-
Notifications
You must be signed in to change notification settings - Fork 0
Description
I've run into this issue while attempting to re-phase individual probands from the 1000 genomes project, using the remaining 1000 genomes samples as the reference panel (i.e., each proband is individually phased using a panel with the trio removed). I've replicated this using both release v5.1.1, and what is currently in the git repository as of 7/November/2025.

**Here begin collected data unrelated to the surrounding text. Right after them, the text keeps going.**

PR #5657, opened 2024-02-01
Dataflow needs to be compilable using boot 3.x

cppwfs:
* Batch removed some methods that are still required by dataflow. 
  * Created dataflow version of those classes so that we can implement those methods
* Removed hibernate version from skipper (use boot's bom)
* Updated Skipper so that it is 3.0 compliant. 
* Update classic docs to be restful doc 3.0 compliant
* Disabled CTR, TaskLauncher, SingleStepBatch jobs for this effort.  Will need be addressed when worked on.

* Work to be done once merged:
  * Check to see if versions are up to date in modules
  * Remove versions when possible ( use boot's bom)
  * Deprecations were not updated in this process.  This still needs to be done.

### DIFF
--- a/pom.xml
+++ b/pom.xml
@@ -77,9 +77,9 @@
 		<module>spring-cloud-starter-dataflow-server</module>
 		<module>spring-cloud-starter-dataflow-ui</module>
 		<module>spring-cloud-dataflow-server</module>
-		<module>spring-cloud-dataflow-tasklauncher</module>
-		<module>spring-cloud-dataflow-single-step-batch-job</module>
-		<module>spring-cloud-dataflow-composed-task-runner</module>
+<!--		<module>spring-cloud-dataflow-tasklauncher</module>-->
+<!--		<module>spring-cloud-dataflow-single-step-batch-job</module>-->
+<!--		<module>spring-cloud-dataflow-composed-task-runner</module>-->
 		<module>spring-cloud-dataflow-test</module>
 		<module>spring-cloud-dataflow-dependencies</module>
 		<module>spring-cloud-dataflow-classic-docs</module>
--- a/pom.xml
+++ b/pom.xml
@@ -77,6 +77,7 @@
 		<module>spring-cloud-starter-dataflow-server</module>
 		<module>spring-cloud-starter-dataflow-ui</module>
 		<module>spring-cloud-dataflow-server</module>
+<!--		TODO: Boot3x followup -->
 <!--		<module>spring-cloud-dataflow-tasklauncher</module>-->
 <!--		<module>spring-cloud-dataflow-single-step-batch-job</module>-->
 <!--		<module>spring-cloud-dataflow-composed-task-runner</module>-->
--- a/spring-cloud-dataflow-server-core/pom.xml
+++ b/spring-cloud-dataflow-server-core/pom.xml
@@ -51,6 +51,10 @@
 			<artifactId>hibernate-micrometer</artifactId>
 		</dependency>
 		<dependency>
+			<groupId>org.hibernate.orm</groupId>
+			<artifactId>hibernate-ant</artifactId>
+		</dependency>
+		<dependency>
 			<groupId>org.springframework.cloud</groupId>
 			<artifactId>spring-cloud-dataflow-schema</artifactId>
 			<version>${dataflow.version}</version>
--- a/spring-cloud-dataflow-server-core/pom.xml
+++ b/spring-cloud-dataflow-server-core/pom.xml
@@ -51,10 +51,6 @@
 			<artifactId>hibernate-micrometer</artifactId>
 		</dependency>
 		<dependency>
-			<groupId>org.hibernate.orm</groupId>
-			<artifactId>hibernate-ant</artifactId>
-		</dependency>
-		<dependency>
 			<groupId>org.springframework.cloud</groupId>
 			<artifactId>spring-cloud-dataflow-schema</artifactId>
 			<version>${dataflow.version}</version>
@@ -255,6 +251,11 @@
 		<dependency>
 			<groupId>org.testcontainers</groupId>
 			<artifactId>postgresql</artifactId>
+			<scope>test</scope>
+		</dependency>
+		<dependency>
+			<groupId>org.hibernate.orm</groupId>
+			<artifactId>hibernate-ant</artifactId>
 			<scope>test</scope>
 		</dependency>
 	</dependencies>
--- a/spring-cloud-dataflow-server-core/src/main/java/org/springframework/cloud/dataflow/server/batch/JobRestartRuntimeException.java
+++ b/spring-cloud-dataflow-server-core/src/main/java/org/springframework/cloud/dataflow/server/batch/JobRestartRuntimeException.java
@@ -1,0 +1,28 @@
+/*
+ * Copyright 2024 the original author or authors.
+ *
+ * Licensed under the Apache License, Version 2.0 (the "License");
+ * you may not use this file except in compliance with the License.
+ * You may obtain a copy of the License at
+ *
+ *      https://www.apache.org/licenses/LICENSE-2.0
+ *
+ * Unless required by applicable law or agreed to in writing, software
+ * distributed under the License is distributed on an "AS IS" BASIS,
+ * WITHOUT WARRANTIES OR CONDITIONS OF ANY KIND, either express or implied.
+ * See the License for the specific language governing permissions and
+ * limitations under the License.
+ */
+
+package org.springframework.cloud.dataflow.server.batch;
+
+public class JobRestartRuntimeException extends RuntimeException {
+
+	public JobRestartRuntimeException(Long jobExecutionId, Exception cause) {
+		super(String.format("JobExecutionId '%d' was not restarted.", jobExecutionId), cause);
+	}
+
+	public JobRestartRuntimeException(Long jobExecutionId) {
+		super(String.format("JobExecutionId '%d' was not restarted.", jobExecutionId));
+	}
+}
--- a/spring-cloud-dataflow-server-core/src/main/java/org/springframework/cloud/dataflow/server/batch/JobRestartRuntimeException.java
+++ b/spring-cloud-dataflow-server-core/src/main/java/org/springframework/cloud/dataflow/server/batch/JobRestartRuntimeException.java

The target vcf is generated in a manner in which the original AC and AN columns are maintained, so that the right variants are filtered when I run phase_common:
$shapeit_dir/phase_common/bin/phase_common \
--input target.bcf \
--map $shapeit_dir/resources/maps/b38/chr22.b38.gmap.gz \
--reference reference.bcf \
--region "chr22" \
--filter-maf 0.001 \
--thread 20 \
--output scaffold.bcf
I then try to run phase_rare with the target, scaffold, and chunk file as follows:
chunk_file="${shapeit_dir}/resources/chunks/b38/4cM/chunks_chr22.txt"
while read LINE; do
CHK=$(echo $LINE | awk '{ print $1; }')
SRG=$(echo $LINE | awk '{ print $3; }')
IRG=$(echo $LINE | awk '{ print $4; }')
$shapeit_dir/phase_rare/bin/phase_rare \
--input target.bcf \
--scaffold scaffold.bcf \
--map $shapeit_dir/resources/maps/b38/chr22.b38.gmap.gz \
--input-region ${IRG} \
--scaffold-region ${SRG} \
--thread 8 \
--output chunk_${CHK}.bcf
done < ${chunk_file}
The result for each chunk is a core dump due to a segmentation fault; exploring this a bit further, the segfault occurs at a call to conditioning_set::select:
conditioning_set::select (this=0x7fffffffbf90, V=..., G=...) at src/containers/conditioning_set/conditioning_set_selection.cpp:107
107 while (indexes_pbwt_neighbour_serialized[e].first == h) {
(gdb) l 107
102 vrb.bullet("PBWT backward selection (" + stb.str(tac.rel_time()*1.0/1000, 2) + "s)");
103
104 stats1D statK;
105 for (long int h = 0, e = 0 ; h < n_haplotypes ; h ++) {
106 vector < unsigned int > buffer;
107 while (indexes_pbwt_neighbour_serialized[e].first == h) {
108 buffer.push_back(indexes_pbwt_neighbour_serialized[e].second);
109 e++;
110 }
111
At this point, indexes_pbwt_neighbour_serialized is a vector of length 0, and e is 0; running p indexes_pbwt_neighbour_serialized[e] in gdb returns Cannot access memory at address 0x0.